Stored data

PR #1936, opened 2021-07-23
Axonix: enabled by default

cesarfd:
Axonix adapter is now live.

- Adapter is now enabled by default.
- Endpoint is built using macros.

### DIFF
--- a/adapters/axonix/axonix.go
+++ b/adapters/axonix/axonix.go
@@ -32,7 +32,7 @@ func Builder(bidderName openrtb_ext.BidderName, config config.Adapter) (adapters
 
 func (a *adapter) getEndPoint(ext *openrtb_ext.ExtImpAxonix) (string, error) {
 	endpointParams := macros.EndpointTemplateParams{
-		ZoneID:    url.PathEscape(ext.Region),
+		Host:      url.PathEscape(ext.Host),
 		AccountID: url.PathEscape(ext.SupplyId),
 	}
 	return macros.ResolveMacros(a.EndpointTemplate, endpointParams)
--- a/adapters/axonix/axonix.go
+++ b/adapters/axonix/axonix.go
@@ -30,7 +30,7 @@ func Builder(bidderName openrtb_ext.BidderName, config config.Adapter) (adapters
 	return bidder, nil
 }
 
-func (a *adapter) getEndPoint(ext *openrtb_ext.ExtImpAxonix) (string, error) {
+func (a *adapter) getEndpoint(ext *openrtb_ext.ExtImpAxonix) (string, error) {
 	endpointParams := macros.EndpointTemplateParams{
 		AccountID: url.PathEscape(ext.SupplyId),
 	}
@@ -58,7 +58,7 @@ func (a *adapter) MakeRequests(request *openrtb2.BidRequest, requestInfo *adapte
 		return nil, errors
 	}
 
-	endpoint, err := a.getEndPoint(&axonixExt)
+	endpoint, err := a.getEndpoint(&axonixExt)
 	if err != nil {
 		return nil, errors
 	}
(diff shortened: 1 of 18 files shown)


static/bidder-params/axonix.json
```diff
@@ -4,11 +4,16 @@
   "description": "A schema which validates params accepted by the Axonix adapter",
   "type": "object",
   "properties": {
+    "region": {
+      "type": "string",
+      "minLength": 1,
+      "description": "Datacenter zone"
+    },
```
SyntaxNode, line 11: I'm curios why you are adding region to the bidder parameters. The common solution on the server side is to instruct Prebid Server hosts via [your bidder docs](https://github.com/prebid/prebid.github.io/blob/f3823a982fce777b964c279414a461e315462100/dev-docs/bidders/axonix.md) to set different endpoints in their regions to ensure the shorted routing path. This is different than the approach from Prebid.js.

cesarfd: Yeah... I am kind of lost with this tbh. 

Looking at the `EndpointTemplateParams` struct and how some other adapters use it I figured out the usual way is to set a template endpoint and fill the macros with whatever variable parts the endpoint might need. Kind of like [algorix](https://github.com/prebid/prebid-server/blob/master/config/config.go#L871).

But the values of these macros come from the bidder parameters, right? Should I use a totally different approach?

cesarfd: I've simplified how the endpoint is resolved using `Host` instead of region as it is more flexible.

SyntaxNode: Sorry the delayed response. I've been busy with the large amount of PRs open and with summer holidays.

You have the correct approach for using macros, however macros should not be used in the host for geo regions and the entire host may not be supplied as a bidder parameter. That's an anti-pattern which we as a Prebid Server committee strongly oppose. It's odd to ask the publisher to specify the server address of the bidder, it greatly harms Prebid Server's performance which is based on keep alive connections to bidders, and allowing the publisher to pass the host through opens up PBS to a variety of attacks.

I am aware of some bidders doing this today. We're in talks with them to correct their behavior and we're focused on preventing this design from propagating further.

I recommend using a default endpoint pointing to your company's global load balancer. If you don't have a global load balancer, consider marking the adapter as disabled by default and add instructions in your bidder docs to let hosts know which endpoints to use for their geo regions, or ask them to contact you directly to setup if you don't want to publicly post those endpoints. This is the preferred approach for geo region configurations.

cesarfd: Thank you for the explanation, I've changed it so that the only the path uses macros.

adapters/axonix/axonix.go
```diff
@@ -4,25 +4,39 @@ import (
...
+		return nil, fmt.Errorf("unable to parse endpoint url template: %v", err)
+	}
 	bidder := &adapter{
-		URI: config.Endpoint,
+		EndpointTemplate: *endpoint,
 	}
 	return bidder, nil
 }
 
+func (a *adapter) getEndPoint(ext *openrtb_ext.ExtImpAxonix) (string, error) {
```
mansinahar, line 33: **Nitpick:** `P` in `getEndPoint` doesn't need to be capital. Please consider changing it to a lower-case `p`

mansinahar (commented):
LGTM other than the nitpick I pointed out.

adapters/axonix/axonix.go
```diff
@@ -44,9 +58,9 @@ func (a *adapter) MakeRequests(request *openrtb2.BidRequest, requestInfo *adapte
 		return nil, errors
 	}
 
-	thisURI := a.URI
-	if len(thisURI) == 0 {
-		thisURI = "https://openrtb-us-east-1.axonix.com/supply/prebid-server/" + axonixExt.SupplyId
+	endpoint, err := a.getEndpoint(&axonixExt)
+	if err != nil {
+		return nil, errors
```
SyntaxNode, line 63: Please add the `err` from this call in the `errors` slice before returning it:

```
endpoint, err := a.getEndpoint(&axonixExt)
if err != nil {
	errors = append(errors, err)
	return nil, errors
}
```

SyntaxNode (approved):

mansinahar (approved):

...

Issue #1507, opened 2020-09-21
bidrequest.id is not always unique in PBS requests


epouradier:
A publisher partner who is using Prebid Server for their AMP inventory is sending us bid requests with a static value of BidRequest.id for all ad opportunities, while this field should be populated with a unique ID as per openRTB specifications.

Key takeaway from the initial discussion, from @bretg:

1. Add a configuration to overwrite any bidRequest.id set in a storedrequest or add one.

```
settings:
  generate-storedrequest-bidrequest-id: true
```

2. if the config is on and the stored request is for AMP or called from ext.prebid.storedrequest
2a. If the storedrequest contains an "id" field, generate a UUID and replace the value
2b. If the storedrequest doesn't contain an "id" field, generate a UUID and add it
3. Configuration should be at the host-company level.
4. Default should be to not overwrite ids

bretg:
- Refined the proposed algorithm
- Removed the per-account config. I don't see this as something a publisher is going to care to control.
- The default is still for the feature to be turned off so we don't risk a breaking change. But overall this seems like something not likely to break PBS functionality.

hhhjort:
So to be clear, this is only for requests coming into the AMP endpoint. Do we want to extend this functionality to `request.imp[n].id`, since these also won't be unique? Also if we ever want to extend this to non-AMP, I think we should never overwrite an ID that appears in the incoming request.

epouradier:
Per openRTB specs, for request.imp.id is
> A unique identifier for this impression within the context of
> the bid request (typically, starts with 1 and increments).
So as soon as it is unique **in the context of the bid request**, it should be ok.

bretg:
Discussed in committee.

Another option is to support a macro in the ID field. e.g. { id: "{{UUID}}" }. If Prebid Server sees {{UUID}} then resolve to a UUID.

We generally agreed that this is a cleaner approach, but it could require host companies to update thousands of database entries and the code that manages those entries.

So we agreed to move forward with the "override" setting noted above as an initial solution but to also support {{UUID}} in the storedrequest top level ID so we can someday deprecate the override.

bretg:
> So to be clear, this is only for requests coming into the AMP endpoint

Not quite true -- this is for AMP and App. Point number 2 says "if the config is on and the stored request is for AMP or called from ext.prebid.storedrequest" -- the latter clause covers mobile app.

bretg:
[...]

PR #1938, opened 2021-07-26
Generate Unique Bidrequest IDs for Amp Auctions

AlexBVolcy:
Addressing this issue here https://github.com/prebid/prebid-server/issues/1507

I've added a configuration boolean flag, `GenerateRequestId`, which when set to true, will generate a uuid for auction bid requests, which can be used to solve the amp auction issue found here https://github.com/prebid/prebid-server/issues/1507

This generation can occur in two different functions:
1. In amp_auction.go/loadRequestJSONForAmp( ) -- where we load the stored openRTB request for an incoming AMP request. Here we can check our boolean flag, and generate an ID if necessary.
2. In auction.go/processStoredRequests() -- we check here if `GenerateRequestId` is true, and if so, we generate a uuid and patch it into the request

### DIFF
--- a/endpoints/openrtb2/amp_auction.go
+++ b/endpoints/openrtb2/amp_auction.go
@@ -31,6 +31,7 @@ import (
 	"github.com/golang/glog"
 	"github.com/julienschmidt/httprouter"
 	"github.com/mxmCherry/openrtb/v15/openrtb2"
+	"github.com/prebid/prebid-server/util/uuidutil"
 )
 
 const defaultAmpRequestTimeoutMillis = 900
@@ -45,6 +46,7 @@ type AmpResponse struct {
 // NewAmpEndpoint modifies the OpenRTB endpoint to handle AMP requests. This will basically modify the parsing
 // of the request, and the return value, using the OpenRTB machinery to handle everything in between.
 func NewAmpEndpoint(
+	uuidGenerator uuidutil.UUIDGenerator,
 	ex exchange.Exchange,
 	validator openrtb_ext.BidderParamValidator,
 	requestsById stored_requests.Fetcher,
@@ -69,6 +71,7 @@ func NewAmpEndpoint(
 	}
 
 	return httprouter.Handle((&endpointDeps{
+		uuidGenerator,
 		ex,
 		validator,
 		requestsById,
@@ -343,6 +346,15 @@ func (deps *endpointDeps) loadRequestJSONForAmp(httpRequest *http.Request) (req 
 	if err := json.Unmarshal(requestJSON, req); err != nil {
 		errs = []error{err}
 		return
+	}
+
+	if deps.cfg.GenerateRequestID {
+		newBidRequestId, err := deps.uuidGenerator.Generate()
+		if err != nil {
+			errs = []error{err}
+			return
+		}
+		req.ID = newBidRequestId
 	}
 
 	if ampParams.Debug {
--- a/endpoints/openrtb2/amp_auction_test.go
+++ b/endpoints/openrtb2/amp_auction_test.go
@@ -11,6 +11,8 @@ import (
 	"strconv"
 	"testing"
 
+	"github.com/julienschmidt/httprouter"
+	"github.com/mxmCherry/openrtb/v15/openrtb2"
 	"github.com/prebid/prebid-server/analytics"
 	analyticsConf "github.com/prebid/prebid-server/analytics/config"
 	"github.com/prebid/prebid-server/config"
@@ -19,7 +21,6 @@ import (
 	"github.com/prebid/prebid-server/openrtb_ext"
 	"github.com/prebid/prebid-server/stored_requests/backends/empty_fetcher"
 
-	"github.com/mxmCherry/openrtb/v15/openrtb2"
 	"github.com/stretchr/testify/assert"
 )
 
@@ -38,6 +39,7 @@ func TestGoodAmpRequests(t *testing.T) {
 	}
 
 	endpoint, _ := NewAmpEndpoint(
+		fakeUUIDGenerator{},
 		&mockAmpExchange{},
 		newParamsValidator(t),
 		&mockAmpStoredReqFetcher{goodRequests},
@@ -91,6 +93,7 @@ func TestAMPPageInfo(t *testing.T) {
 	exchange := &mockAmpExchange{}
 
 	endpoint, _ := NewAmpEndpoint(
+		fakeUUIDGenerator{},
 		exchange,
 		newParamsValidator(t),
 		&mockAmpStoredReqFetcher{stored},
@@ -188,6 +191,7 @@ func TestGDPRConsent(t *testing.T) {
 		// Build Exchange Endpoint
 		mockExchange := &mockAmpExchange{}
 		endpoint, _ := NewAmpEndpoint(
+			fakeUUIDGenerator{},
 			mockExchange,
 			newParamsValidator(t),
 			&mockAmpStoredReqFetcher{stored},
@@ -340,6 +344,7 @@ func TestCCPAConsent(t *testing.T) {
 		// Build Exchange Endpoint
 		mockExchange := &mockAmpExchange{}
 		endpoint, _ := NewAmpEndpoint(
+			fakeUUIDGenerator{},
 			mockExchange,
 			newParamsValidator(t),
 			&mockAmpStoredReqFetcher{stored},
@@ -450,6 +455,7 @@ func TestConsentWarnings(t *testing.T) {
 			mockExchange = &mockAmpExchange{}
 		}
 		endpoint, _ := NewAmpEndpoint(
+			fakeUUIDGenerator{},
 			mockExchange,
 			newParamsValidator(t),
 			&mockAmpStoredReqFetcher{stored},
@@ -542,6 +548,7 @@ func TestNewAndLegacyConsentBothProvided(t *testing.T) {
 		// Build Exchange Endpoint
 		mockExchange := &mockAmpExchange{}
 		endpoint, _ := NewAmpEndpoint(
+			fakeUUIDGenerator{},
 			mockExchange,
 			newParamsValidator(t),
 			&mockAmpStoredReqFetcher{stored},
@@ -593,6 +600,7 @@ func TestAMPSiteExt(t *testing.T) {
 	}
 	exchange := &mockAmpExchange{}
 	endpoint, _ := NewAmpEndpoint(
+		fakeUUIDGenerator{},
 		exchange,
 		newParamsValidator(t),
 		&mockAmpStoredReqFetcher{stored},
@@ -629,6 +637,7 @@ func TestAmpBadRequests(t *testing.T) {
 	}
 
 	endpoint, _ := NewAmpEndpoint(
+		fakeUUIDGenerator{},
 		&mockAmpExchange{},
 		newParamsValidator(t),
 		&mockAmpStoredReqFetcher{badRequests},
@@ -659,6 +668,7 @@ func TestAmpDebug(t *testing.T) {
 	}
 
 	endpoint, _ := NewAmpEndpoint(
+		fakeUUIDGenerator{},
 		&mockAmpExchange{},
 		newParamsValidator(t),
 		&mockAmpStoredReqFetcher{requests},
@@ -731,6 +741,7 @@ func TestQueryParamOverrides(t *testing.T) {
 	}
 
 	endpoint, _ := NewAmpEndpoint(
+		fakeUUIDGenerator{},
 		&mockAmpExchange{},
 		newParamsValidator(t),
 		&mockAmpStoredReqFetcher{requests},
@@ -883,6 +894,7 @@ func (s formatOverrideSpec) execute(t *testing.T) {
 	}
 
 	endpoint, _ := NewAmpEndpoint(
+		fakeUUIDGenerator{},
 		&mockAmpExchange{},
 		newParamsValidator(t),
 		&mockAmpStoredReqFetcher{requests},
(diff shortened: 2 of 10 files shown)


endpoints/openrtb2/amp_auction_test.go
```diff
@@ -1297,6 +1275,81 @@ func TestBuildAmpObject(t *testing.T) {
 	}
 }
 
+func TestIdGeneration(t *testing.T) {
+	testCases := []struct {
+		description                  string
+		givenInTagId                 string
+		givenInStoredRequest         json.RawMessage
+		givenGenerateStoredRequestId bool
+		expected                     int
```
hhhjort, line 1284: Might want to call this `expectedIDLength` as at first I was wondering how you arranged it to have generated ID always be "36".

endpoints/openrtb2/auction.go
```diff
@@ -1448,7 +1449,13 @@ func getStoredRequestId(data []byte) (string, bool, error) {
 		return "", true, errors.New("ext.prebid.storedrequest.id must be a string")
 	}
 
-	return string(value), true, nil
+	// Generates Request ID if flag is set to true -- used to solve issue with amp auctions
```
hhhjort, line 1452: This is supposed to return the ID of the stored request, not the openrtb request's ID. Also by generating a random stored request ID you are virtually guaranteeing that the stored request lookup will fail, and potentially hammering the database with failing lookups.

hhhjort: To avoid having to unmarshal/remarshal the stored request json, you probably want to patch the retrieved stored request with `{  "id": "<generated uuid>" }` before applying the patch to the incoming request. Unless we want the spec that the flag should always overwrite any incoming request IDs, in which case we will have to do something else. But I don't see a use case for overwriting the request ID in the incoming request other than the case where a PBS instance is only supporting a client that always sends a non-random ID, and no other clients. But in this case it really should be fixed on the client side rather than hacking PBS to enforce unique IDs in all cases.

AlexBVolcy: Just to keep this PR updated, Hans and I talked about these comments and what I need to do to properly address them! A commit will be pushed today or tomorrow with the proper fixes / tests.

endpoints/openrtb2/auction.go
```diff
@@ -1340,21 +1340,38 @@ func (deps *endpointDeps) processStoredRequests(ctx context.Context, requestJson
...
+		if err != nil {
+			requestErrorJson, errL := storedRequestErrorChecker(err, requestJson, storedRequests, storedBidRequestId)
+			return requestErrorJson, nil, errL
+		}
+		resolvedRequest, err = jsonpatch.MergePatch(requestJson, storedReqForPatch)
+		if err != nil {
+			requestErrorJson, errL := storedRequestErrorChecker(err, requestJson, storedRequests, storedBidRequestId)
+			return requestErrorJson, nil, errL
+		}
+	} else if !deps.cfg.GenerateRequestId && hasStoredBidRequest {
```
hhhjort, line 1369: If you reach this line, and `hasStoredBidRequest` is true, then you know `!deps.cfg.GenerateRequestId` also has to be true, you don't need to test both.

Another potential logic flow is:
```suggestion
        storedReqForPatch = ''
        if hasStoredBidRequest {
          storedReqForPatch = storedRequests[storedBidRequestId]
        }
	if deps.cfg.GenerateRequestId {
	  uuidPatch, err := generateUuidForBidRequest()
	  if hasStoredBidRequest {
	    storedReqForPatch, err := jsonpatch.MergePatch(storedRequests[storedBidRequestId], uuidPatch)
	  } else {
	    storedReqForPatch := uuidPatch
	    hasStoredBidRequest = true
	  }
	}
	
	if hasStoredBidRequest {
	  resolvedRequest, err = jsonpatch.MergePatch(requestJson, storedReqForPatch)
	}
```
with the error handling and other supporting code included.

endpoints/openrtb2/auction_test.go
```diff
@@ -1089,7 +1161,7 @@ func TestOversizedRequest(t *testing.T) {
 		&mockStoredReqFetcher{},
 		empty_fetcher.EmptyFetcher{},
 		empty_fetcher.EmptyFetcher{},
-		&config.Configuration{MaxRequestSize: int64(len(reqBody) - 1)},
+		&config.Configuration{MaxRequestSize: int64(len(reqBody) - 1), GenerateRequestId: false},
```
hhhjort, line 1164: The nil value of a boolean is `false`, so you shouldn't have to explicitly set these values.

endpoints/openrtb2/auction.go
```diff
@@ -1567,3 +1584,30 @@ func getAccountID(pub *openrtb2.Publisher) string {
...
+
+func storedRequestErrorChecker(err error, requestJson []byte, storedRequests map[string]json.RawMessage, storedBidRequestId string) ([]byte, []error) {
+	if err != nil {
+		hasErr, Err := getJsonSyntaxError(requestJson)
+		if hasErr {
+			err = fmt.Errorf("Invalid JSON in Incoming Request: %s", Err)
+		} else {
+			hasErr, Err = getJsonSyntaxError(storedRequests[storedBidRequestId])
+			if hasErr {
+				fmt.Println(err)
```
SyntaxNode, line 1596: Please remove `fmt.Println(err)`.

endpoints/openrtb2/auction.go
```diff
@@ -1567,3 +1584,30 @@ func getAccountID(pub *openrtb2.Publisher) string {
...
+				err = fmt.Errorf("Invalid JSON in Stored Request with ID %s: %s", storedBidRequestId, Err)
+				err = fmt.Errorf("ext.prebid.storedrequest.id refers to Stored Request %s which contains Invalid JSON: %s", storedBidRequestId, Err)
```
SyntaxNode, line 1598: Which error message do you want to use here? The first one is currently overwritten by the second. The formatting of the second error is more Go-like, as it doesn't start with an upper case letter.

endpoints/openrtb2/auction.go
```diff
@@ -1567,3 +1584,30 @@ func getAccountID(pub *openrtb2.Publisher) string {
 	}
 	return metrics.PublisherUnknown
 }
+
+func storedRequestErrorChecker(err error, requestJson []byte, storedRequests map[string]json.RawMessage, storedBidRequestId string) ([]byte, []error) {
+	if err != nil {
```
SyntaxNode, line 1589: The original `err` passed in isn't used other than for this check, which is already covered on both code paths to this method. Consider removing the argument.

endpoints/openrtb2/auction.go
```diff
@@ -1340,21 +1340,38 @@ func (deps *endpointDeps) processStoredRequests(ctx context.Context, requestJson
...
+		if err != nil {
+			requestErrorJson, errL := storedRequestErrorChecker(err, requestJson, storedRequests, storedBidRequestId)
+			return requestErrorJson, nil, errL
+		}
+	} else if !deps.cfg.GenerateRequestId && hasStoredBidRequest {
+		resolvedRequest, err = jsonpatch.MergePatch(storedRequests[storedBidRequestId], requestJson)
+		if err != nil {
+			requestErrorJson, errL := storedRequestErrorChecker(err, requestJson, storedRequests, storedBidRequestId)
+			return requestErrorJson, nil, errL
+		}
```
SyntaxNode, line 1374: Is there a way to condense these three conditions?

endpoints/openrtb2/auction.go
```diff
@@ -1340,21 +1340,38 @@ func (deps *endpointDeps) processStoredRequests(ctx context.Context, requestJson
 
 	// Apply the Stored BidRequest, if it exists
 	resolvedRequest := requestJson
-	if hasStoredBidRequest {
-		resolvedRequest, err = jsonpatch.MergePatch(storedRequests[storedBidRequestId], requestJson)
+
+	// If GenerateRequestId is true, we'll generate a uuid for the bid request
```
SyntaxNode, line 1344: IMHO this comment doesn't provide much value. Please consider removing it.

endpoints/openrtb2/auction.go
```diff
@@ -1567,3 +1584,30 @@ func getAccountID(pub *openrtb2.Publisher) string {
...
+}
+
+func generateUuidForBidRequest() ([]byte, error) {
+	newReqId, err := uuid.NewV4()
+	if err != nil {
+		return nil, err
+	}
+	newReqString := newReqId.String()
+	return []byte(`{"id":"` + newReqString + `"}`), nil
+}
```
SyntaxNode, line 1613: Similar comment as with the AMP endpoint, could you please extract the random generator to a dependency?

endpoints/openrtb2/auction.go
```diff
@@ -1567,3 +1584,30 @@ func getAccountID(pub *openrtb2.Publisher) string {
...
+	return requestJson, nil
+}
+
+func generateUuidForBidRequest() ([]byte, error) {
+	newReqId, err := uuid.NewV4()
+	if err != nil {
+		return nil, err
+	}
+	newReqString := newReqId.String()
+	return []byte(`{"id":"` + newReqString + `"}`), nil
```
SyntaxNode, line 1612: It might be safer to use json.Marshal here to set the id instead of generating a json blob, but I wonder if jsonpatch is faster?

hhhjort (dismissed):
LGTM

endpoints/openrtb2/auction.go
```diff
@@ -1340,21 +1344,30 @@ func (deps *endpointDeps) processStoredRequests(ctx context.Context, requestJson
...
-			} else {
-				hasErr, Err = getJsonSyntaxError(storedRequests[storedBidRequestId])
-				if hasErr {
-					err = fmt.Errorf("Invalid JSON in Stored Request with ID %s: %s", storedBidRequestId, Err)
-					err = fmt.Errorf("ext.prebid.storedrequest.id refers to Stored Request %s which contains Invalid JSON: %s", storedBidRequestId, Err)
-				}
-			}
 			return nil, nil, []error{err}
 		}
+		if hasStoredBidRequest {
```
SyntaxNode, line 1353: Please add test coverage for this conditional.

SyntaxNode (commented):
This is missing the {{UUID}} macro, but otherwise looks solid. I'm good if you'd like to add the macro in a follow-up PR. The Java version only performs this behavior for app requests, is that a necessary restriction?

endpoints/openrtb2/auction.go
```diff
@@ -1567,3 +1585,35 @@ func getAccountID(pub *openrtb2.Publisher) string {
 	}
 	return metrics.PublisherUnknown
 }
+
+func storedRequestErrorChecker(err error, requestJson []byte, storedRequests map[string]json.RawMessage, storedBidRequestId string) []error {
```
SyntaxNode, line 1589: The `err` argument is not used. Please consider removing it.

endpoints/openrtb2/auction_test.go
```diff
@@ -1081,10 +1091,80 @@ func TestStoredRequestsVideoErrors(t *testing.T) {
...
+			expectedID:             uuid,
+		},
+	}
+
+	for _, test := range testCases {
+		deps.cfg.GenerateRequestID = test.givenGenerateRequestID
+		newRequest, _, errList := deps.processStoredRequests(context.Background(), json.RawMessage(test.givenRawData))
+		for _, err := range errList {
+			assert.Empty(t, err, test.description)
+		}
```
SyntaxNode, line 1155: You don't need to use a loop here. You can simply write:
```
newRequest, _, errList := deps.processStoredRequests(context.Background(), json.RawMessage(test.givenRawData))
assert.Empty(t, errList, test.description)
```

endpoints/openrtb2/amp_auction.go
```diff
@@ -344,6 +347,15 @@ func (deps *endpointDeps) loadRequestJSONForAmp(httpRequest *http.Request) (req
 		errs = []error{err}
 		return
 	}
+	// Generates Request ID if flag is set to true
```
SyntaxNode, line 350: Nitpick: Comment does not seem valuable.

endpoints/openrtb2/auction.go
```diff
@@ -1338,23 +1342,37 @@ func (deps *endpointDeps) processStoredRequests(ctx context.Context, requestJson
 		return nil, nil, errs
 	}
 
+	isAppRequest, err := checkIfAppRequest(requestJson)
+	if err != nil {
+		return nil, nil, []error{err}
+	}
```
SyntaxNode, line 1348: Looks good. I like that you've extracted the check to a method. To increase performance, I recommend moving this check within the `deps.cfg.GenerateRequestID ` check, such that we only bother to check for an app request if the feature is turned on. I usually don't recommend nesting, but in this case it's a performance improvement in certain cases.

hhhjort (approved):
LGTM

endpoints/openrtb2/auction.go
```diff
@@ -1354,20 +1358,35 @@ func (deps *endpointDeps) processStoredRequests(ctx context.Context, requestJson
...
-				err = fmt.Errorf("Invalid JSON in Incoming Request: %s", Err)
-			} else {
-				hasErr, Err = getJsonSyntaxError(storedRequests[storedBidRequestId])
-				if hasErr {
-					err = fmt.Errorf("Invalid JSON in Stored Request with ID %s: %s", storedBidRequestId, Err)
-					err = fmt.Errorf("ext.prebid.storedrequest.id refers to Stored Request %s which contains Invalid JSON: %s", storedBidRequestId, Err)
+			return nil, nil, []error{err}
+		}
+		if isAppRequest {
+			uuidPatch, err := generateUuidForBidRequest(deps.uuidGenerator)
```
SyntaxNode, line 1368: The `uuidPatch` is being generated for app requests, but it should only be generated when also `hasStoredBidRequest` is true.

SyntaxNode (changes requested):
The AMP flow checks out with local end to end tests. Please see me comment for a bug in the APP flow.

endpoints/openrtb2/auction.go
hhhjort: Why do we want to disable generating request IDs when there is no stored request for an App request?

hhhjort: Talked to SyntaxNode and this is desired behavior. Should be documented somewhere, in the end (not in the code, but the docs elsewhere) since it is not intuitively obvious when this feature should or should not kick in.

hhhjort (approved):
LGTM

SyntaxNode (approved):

**WHAT THE EXERCISE ASKS:** Of the lines above, copy each one that contains the word "hasStoredBidRequest".

**SOLUTION TO THE PROBLEM:**
+	} else if !deps.cfg.GenerateRequestId && hasStoredBidRequest {
hhhjort, line 1369: If you reach this line, and `hasStoredBidRequest` is true, then you know `!deps.cfg.GenerateRequestId` also has to be true, you don't need to test both.
        if hasStoredBidRequest {
	  if hasStoredBidRequest {
	    hasStoredBidRequest = true
	if hasStoredBidRequest {
+	} else if !deps.cfg.GenerateRequestId && hasStoredBidRequest {
-	if hasStoredBidRequest {
+		if hasStoredBidRequest {
SyntaxNode, line 1368: The `uuidPatch` is being generated for app requests, but it should only be generated when also `hasStoredBidRequest` is true.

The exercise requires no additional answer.